* ABOUT THIS EXERCISE: Which of the lines below contain the string "Delete"? Copy each one.

* RECORDS FOR PROCESSING:
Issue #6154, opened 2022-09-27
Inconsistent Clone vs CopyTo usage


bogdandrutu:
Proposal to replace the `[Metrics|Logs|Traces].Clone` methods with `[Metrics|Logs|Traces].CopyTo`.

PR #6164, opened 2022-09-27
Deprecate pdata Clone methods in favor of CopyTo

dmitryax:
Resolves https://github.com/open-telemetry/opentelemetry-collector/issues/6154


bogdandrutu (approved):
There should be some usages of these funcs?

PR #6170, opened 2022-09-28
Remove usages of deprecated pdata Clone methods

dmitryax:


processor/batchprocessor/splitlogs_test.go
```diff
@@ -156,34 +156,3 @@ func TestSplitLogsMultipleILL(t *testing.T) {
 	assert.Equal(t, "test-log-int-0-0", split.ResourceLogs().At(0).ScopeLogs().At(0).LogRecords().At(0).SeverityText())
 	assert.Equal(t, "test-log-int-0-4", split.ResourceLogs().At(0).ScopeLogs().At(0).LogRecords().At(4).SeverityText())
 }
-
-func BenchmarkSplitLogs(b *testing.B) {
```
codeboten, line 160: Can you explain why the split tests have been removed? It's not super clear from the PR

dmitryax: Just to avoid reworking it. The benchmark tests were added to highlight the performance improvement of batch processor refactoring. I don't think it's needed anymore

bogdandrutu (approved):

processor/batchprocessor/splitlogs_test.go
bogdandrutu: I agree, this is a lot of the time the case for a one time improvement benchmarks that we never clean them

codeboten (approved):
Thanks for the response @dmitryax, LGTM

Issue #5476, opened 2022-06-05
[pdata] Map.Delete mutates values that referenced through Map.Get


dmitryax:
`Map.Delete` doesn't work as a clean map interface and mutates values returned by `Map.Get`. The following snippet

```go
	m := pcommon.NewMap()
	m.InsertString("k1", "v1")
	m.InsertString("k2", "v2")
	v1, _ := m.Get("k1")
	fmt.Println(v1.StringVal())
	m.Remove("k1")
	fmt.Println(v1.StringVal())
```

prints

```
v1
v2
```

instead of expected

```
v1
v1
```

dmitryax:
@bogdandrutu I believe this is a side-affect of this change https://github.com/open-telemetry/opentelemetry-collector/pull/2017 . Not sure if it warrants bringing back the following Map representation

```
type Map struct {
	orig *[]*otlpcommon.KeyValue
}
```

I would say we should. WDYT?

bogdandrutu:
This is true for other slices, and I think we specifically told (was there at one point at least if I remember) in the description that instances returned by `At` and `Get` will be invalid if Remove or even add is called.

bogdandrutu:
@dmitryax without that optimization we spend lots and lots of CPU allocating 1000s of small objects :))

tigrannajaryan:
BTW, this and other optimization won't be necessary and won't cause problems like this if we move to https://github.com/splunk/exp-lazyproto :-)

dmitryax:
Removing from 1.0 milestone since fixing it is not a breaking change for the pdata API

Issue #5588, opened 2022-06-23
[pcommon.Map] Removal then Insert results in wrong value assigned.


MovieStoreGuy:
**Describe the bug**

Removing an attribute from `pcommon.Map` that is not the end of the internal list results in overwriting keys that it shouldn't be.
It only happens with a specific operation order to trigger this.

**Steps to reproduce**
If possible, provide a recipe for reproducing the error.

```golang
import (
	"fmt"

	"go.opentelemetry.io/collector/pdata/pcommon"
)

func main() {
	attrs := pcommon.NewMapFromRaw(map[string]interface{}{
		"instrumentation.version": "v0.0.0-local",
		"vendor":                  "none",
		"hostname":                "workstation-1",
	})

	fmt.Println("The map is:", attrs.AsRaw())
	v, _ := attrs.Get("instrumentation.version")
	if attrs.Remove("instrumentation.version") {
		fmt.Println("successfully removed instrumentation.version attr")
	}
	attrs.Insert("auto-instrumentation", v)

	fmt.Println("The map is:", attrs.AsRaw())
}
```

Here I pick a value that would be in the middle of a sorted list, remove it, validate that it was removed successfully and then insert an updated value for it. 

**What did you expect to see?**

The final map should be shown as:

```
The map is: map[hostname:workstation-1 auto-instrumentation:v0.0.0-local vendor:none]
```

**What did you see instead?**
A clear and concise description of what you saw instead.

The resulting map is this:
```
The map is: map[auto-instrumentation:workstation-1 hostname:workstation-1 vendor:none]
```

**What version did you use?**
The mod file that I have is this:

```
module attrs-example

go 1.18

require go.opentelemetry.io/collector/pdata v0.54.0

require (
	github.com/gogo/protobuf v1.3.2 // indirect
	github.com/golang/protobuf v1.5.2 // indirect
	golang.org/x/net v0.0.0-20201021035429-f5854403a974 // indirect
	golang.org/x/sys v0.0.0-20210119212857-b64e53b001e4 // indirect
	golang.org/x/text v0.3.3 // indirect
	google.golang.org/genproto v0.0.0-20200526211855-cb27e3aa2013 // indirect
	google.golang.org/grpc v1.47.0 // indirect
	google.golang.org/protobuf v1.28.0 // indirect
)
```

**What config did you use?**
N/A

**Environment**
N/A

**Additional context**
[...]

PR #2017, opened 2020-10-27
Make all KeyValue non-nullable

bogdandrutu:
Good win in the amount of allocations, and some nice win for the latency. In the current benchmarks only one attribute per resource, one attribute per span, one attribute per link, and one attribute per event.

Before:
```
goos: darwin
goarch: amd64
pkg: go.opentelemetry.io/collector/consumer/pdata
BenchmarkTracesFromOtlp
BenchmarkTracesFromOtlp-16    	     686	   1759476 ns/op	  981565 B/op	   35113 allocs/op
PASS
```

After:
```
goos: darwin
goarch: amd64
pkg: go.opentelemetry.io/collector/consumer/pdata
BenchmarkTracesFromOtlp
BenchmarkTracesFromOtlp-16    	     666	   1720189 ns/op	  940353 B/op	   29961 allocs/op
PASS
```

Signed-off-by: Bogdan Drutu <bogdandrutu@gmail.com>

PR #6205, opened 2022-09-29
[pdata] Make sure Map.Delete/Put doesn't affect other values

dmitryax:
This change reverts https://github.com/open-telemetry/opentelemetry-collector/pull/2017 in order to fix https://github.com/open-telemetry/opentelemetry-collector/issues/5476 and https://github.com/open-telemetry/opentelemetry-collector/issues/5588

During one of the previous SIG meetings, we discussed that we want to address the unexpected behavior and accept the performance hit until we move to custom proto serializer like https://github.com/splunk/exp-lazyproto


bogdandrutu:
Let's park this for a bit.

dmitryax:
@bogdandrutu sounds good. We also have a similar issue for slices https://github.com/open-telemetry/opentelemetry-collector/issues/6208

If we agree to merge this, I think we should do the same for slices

* PROBLEM SOLUTION:
[pdata] Map.Delete mutates values that referenced through Map.Get
`Map.Delete` doesn't work as a clean map interface and mutates values returned by `Map.Get`. The following snippet
[pdata] Make sure Map.Delete/Put doesn't affect other values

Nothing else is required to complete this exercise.